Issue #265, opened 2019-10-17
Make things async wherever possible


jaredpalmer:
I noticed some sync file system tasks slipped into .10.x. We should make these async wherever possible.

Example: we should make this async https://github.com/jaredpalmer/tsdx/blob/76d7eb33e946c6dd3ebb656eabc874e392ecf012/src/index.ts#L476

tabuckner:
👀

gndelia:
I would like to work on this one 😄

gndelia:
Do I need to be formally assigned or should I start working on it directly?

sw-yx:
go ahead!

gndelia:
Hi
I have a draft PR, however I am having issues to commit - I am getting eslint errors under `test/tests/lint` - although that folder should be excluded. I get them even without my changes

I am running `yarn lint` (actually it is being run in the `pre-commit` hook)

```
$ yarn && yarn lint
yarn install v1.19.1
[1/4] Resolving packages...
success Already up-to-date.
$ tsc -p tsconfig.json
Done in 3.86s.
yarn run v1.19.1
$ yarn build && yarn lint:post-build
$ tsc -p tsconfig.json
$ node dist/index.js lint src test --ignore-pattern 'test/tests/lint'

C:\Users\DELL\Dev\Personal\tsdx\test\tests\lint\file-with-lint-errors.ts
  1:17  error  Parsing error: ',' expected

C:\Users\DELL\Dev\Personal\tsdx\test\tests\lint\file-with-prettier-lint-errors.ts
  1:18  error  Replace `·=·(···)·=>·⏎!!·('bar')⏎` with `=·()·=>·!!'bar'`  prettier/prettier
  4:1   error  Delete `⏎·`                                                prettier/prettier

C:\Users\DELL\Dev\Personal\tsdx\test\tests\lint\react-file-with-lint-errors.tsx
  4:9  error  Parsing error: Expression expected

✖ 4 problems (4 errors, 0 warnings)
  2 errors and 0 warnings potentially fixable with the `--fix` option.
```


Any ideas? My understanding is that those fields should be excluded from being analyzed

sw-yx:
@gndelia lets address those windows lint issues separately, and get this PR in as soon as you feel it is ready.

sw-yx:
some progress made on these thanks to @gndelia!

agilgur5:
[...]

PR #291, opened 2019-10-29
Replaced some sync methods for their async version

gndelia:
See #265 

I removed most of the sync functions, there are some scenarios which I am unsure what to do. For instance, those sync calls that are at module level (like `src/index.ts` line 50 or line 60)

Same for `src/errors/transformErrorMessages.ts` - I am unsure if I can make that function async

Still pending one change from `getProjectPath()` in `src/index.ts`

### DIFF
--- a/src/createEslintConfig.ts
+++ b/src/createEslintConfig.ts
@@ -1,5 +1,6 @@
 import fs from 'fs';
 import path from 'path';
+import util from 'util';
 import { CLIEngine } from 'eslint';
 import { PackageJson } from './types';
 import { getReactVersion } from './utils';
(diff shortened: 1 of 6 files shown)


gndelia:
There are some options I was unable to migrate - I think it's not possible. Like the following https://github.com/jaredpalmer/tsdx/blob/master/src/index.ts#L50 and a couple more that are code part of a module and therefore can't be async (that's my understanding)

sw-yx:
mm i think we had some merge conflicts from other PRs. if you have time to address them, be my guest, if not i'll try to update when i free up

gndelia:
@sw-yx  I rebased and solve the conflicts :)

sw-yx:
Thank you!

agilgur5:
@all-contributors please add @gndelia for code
......
--- What is required ---
When a line in the data contains the string "test", copy that line.

--- Exercise result ---
I have a draft PR, however I am having issues to commit - I am getting eslint errors under `test/tests/lint` - although that folder should be excluded. I get them even without my changes
$ node dist/index.js lint src test --ignore-pattern 'test/tests/lint'
C:\Users\DELL\Dev\Personal\tsdx\test\tests\lint\file-with-lint-errors.ts
C:\Users\DELL\Dev\Personal\tsdx\test\tests\lint\file-with-prettier-lint-errors.ts
C:\Users\DELL\Dev\Personal\tsdx\test\tests\lint\react-file-with-lint-errors.tsx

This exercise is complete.